Dataset entries
PR #4661, opened 2016-01-12
Fixes #4654 Developer Documentation Updated

maveric1977:
Metalsmith v2.0 and above uses generators which are not supported out of the box by node.js 0.12.x and below.

PR #4679, opened 2016-01-15
Add a source option for the full screen control

### LINKED ISSUE #4650: Allow definition of a target for FullScreen control
The ol.control.FullScreen gets always the map.target as it's FullScreen target.
I would suggest to extend the olx.control.FullScreenOptions with a new fullScreenTarget parameter and handle the FullScreen for this dom element when it is provided.

fullscreentarget

I have already developed this functionality for one of our intern projects as a custom ol control extending the default ol.control.FullScreen, but it may make more sense to include it in the default ol.control.FullScreen.

maveric1977:
Fixes #4650

### DIFF
--- a/examples/full-screen-source.js
+++ b/examples/full-screen-source.js
@@ -1,0 +1,28 @@
+goog.require('ol.Map');
+goog.require('ol.View');
+goog.require('ol.control');
+goog.require('ol.control.FullScreen');
+goog.require('ol.layer.Tile');
+goog.require('ol.source.OSM');
+
+
+var view = new ol.View({
+  center: [-9101767, 2822912],
+  zoom: 14
+});
+
+var map = new ol.Map({
+  controls: ol.control.defaults().extend([
+    new ol.control.FullScreen({
+      source: 'fullscreen'
+    })
+  ]),
+  layers: [
+    new ol.layer.Tile({
+      source: new ol.source.OSM()
+    })
+  ],
+  renderer: common.getRendererFromQueryString(),
+  target: 'map',
+  view: view
+});
--- a/externs/olx.js
+++ b/externs/olx.js
@@ -1054,7 +1054,8 @@ olx.control.DefaultsOptions.prototype.zoomOptions;
  *     labelActive: (string|Node|undefined),
  *     tipLabel: (string|undefined),
  *     keys: (boolean|undefined),
- *     target: (Element|undefined)}}
+ *     target: (Element|undefined),
+ *     source: (Element|string|undefined)}}
  * @api
  */
 olx.control.FullScreenOptions;
@@ -1110,6 +1111,12 @@ olx.control.FullScreenOptions.prototype.keys;
  */
 olx.control.FullScreenOptions.prototype.target;
 
+/**
+ * The element to be displayed fullscreen. When not provided, the element containing the map viewport will be displayed fullscreen.
+ * @type {Element|string|undefined}
+ * @api
+ */
+olx.control.FullScreenOptions.prototype.source;
 
 /**
  * @typedef {{className: (string|undefined),
@@ -4245,7 +4252,6 @@ olx.source.VectorTileOptions;
 
 
 /**
-/**
  * Attributions.
  * @type {Array.<ol.Attribution>|undefined}
  * @api
@@ -6317,10 +6323,10 @@ olx.style.RegularShapeOptions.prototype.radius;
 
 
 /**
-* Inner radius of a star.
-* @type {number|undefined}
-* @api
-*/
+ * Inner radius of a star.
+ * @type {number|undefined}
+ * @api
+ */
 olx.style.RegularShapeOptions.prototype.radius1;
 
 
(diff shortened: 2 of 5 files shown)


externs/olx.js
```diff
@@ -1110,6 +1111,12 @@ olx.control.FullScreenOptions.prototype.keys;
  */
 olx.control.FullScreenOptions.prototype.target;
 
+/**
+ * Target Element for FullScreen.
+ * @type {Element|string|undefined}
+ * @api
+ */
+olx.control.FullScreenOptions.prototype.fullScreenTarget;
```
tschaub: We usually use "target" for the destination.  For the control itself, the "target" is where the "controlling element" gets rendered (for example, a button to activate the control).

In this case, you want to provide an option for overriding the source element (not the destination).  I'd be tempted to call this option `source`.  In addition, it needs better documentation.  You should say that by default, the map is the source.  If the user would like a different element to be rendered in full-screen mode, they can provide a custom source.

maveric1977: @tschaub I see what you mean. The changes come right away.

examples/full-screen-source.js
```diff
@@ -0,0 +1,28 @@
...
+var view = new ol.View({
+  center: [-9101767, 2822912],
+  zoom: 14
+});
+
+var map = new ol.Map({
+  controls: ol.control.defaults().extend([
+    new ol.control.FullScreen({
+      fullScreenSource: 'fullscreen'
+    })
```
tschaub: Curious if anybody else has opinions on this.  I think `source` would make a sensible property name (instead of `fullScreenSource`).

bartvde: Agree

src/ol/control/fullscreencontrol.js
```diff
@@ -111,7 +121,8 @@ ol.control.FullScreen.prototype.handleFullScreen_ = function() {
   if (goog.dom.fullscreen.isFullScreen()) {
     goog.dom.fullscreen.exitFullScreen();
   } else {
-    var element = map.getTargetElement();
+    var element = this.fullScreenSource_ !== undefined ?
+      goog.dom.getElement(this.fullScreenSource_) : map.getTargetElement();
```
tschaub: A truthy check should suffice here.  And we typically do two indents for multiline ternary expressions (I'll see if I can configure the linter to enforce this).

So, this could look like:
```
var element = this.fullScreenSource_ ?
    goog.dom.getElement(this.fullScreenSource_) : map.getTargetElement();
```

externs/olx.js
```diff
@@ -1110,6 +1111,12 @@ olx.control.FullScreenOptions.prototype.keys;
  */
 olx.control.FullScreenOptions.prototype.target;
 
+/**
+ * Source element for FullScreen. When not provided the `map.target` DOM element will be used as FullScreen element.
```
tschaub: The spec spells this `Fullscreen`.  The document property is spelled `fullscreenElement`.  In any case, I don't think this should be "element for FullScreen."  How about something like this:

> The element to be displayed fullscreen.  When not provided, the element containing the map viewport will be displayed fullscreen.

examples/full-screen-source.js
maveric1977: Will be changed as proposed to `source`.

src/ol/control/fullscreencontrol.js
maveric1977: OK

externs/olx.js
maveric1977: OK

tschaub:
The change looks good.  Thanks for working through this @maveric1977.  Since the merges and intermediate changes are extraneous, we'd prefer to merge in just a single commit with your relevant change.  Can you please squash these commits into one and rebase on `master`?

In the future, you can maintain your feature branches by rebasing periodically and force pushing.

```
git push --force your-remote your-feature-branch
```

The force push is acceptable in this case, since you are working alone on this feature branch.  If it were a branch with more collaborators, you'd want to coordinate before any force pushes.

Let us know if you could use assistance [squashing](http://gitready.com/advanced/2009/02/10/squashing-commits-with-rebase.html) these commits.

maveric1977:
@tschaub it's a pleasure to be able to contribute :)
all changes are squashed in one commit now.

maveric1977:
Dear @tschaub , could you please merge this pull request?

maveric1977:
The build failed due to timeout

marcjansen:
I have just restarted the build.

maveric1977:
@marcjansen Thank you very much :)

marcjansen:
Hey @maveric-1977, sorry to bother again: do we have a CLA from you? I have a shaky internet connection and can't check myself.

If I know we have a CLA, I'll merge this.

maveric1977:
Yes, I filled it a month ago prior to my Pull Request #4661

marcjansen:
Thanks a lot for the continued work on this feature!

maveric1977:
Thank you @marcjansen .

PR #4694, opened 2016-01-20
Fix eslint errors in wms-time example

fredj:


bartvde:
LGTM sorry about this @fredj I didn't think about the eslint changes

fredj:
@bartvde no problem !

• [Assignment]: How many lines in the entries include the string "these"? Answer with the number alone.

• [Output for this task]: 2